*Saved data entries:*
........

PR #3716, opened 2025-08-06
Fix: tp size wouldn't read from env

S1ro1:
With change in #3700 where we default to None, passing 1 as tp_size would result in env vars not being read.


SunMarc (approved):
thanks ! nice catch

........

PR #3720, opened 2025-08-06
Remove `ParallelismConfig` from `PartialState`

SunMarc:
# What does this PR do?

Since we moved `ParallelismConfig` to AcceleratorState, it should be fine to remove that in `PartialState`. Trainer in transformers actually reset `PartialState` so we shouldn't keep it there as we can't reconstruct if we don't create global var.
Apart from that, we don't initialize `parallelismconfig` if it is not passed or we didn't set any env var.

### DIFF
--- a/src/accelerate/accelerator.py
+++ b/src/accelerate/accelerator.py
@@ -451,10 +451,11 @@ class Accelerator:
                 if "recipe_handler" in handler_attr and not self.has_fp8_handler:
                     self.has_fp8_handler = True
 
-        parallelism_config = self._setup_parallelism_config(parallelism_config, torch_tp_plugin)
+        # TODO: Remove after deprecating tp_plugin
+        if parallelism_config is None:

........

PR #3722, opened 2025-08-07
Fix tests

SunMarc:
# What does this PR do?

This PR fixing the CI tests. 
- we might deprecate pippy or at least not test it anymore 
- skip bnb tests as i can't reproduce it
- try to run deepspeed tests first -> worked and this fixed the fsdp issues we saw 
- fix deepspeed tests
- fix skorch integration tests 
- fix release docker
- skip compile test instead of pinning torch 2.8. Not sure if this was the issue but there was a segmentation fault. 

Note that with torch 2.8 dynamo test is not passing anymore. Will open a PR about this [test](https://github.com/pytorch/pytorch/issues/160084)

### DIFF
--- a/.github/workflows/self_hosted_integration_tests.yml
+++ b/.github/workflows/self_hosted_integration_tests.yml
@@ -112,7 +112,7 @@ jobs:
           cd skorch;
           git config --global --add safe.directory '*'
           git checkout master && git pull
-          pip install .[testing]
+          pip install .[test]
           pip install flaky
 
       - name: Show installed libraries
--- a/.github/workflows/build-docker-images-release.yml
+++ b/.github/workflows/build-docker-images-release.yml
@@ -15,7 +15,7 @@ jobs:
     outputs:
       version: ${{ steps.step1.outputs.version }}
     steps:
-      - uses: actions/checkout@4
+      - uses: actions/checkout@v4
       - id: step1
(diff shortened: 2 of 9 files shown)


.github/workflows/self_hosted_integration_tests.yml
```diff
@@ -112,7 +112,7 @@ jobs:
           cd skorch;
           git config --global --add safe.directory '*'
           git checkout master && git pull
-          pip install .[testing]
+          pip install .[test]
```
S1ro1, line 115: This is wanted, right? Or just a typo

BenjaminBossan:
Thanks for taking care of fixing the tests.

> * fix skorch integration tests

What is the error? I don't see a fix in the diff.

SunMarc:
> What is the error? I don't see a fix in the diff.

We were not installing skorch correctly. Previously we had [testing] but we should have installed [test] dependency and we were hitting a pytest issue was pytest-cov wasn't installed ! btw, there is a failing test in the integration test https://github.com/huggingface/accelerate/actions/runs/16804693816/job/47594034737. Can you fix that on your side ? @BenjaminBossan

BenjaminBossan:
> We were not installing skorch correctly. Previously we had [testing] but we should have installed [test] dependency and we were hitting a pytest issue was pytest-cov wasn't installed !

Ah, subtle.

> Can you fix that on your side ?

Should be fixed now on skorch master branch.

........

*WORK INSTRUCTIONS:* The stretch of entries above that starts with the line containing "PR #3716, opened 2025-08-06" and goes on through the line containing "thanks ! nice catch" is to be transcribed exactly, and no other line is to be transcribed.

*OUTPUT:*
PR #3716, opened 2025-08-06
Fix: tp size wouldn't read from env

S1ro1:
With change in #3700 where we default to None, passing 1 as tp_size would result in env vars not being read.


SunMarc (approved):
thanks ! nice catch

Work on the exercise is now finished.